What you are asked to do -
If a line of the data below contains the string "Failed", copy it into your answer.

Available data -
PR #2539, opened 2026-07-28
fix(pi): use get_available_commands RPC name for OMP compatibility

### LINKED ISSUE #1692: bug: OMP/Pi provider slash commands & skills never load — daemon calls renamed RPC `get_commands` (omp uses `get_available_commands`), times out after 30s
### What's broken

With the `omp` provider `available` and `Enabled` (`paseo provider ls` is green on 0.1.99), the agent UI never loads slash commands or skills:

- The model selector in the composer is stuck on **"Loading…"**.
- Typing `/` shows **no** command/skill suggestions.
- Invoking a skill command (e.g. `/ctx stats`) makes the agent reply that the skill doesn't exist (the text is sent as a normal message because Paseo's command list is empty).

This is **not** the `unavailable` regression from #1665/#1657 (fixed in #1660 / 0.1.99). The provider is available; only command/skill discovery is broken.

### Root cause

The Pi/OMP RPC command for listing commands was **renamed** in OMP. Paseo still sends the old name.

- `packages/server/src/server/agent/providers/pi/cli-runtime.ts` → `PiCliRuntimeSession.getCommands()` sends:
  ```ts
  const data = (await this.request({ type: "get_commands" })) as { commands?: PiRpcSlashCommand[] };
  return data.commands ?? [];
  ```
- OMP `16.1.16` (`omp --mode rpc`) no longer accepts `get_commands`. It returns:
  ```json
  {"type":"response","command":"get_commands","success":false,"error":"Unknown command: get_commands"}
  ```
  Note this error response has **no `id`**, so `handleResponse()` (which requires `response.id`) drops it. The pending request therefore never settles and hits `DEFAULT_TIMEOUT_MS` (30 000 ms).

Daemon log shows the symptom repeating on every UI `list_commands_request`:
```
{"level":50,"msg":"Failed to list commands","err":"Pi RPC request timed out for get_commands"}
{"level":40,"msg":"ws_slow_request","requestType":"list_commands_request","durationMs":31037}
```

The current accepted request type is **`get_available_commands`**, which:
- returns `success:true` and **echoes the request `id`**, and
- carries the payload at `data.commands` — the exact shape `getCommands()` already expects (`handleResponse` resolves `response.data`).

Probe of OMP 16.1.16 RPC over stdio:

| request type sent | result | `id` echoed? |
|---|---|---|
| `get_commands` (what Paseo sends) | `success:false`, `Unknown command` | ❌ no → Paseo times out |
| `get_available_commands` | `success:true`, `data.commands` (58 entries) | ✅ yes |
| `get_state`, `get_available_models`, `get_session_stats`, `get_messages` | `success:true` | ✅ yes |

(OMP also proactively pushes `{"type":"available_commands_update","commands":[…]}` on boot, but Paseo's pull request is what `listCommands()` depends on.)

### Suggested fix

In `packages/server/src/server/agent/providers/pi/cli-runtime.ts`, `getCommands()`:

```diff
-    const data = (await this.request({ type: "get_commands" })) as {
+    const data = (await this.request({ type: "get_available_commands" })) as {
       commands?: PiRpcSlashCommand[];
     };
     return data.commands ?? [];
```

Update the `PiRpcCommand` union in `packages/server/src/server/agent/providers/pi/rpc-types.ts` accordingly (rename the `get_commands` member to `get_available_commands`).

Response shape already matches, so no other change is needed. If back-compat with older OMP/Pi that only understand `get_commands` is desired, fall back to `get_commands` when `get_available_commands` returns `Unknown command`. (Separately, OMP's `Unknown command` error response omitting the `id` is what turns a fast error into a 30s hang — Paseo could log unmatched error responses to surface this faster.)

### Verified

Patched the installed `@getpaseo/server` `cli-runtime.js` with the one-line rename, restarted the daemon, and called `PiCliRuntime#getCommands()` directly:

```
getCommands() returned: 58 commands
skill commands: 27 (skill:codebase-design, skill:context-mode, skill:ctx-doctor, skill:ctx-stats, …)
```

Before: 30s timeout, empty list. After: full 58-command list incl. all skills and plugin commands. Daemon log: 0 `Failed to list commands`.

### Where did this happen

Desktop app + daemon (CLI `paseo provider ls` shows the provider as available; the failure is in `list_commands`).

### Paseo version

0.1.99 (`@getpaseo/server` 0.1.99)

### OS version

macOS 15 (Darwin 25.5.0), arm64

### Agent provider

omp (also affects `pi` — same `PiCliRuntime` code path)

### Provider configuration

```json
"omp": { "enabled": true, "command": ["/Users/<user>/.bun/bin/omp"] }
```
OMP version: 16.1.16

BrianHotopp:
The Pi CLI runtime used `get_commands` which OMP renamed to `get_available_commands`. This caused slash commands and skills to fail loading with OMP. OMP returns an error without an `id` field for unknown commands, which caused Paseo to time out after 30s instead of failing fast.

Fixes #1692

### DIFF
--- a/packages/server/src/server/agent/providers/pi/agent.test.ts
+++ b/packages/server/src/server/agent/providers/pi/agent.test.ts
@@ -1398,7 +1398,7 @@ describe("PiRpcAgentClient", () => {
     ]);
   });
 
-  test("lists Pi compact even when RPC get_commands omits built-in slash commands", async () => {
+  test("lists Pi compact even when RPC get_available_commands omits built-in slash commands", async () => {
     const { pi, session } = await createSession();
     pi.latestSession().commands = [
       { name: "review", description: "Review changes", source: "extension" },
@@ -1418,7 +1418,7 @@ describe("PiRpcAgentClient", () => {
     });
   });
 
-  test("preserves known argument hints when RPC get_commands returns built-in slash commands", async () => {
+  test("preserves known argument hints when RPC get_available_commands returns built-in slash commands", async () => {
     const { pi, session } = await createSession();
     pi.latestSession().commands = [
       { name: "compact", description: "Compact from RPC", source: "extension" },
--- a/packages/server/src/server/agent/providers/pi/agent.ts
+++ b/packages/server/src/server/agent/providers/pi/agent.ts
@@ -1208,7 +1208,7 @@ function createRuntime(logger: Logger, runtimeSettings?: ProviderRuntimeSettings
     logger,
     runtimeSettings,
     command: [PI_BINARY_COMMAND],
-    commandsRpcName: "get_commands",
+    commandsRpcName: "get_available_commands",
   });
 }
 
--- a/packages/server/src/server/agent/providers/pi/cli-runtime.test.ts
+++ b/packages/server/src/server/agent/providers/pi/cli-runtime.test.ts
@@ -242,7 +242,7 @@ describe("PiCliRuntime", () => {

Answer box -
{"level":50,"msg":"Failed to list commands","err":"Pi RPC request timed out for get_commands"}
Before: 30s timeout, empty list. After: full 58-command list incl. all skills and plugin commands. Daemon log: 0 `Failed to list commands`.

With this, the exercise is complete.